I think that one Superwoman page alone probably makes this grade an A. I know for some this might be considered filler or decompression. But not for this reader.

Overall grade: A

6 comments:

Steve said...

With Nightwing's lack of memory of the event proving time was splintered, Clark should have just let Bruce express his love for Alfred. Other than that the book was indeed awesome! Wait for the next chapter where the one thing I've disliked in the whole crossover is undone!

Anonymous said...

I loved 'she knows who I am? we have a son?'. And Clark's look of pure wonder at Superwoman was fantastic.

Martin Gray said...

Top review. I was also caught short by the Atomic Axe, then reread the panels - Robin is unworried because, he notes, they’re replicas. Sinestro juices the axe so it’s dangerous (though I doubt it could slice through an atom like the original). As for why it’s in the museum, didn’t the Fatal Five show up in Final Night or somewhere? Or perhaps Mark Waid is seeding an encounter we’re going to see in the upcoming Superboy strip.

Anonymous said...

Fun fact: the "true" number for this issue is #384 - at least. That's counting all the previous ongoings and limited series with the "World's Finest" name*. If you also include the New 52's Worlds' Finest, starring Power Girl and the Huntress, that number jumps to #416. And if you also include any series of Superman/Batman teamups... I dread to think the issue number!

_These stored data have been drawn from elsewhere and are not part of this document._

PR #259, opened 2022-03-17
[Merged by Bors] - TY-2454 news provider supports excluded sources

rustonaut:
**References:**

- [story TY-2528](https://xainag.atlassian.net/browse/TY-2528)
- [task TY-2454](https://xainag.atlassian.net/browse/TY-2454)

**Based on:**

- #258

PR #258, opened 2022-03-17
[Merged by Bors] - TY-2599	news provider do not support to_rank in headline queries.

rustonaut:
- newscatcher doesn't support `to_rank` in headline queries
- given the feedback from the previous PR it is unnecessary to store
  to limit anywhere (as it isn't meant to be configurable).

**References:**

- [TY-2599](https://xainag.atlassian.net/browse/TY-2599)

PR #260, opened 2022-03-17
[Merged by Bors] - TY-2457 provide excluded sources to provider

rustonaut:
**References:**

- [task TY-2457](https://xainag.atlassian.net/browse/TY-2457)

**Based on:**

- #258 
- #259

### DIFF
--- a/discovery_engine_core/core/src/engine.rs
+++ b/discovery_engine_core/core/src/engine.rs
@@ -140,7 +140,7 @@ impl From<InitConfig> for EndpointConfig {
             api_base_url: config.api_base_url,
             page_size: 100,
             markets: Arc::new(RwLock::new(config.markets)),
-            excluded_sources: Arc::new(RwLock::new(Vec::new())),
+            excluded_sources: Arc::default(),
         }
     }
 }
--- a/discovery_engine_core/core/src/engine.rs
+++ b/discovery_engine_core/core/src/engine.rs
@@ -27,31 +27,19 @@ use tracing::error;
 
 use xayn_ai::{
     ranker::{AveragePooler, Builder, CoiSystemConfig},
-    KpeConfig,
-    SMBertConfig,
+    KpeConfig, SMBertConfig,
 };
 use xayn_discovery_engine_providers::{Client, CommonQueryParts, Filter, Market, NewsQuery};
 
 use crate::{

*I didn't count 1994's Legends of the World's Finest, as I can't recall if that was set canon (at the time) or an Elseworlds. If it was the former, then add three to the total.

Steve said...

So I just found out why I haven't been getting email notifications about comments so this is a test to see if I fixed it.

Anj said...

Busy work week so just getting to comments and thank you all.

Thanks for clarification Mart. That makes way more sense.

And yes, with time all timey-wimey, Bruce should've hugged Alfred.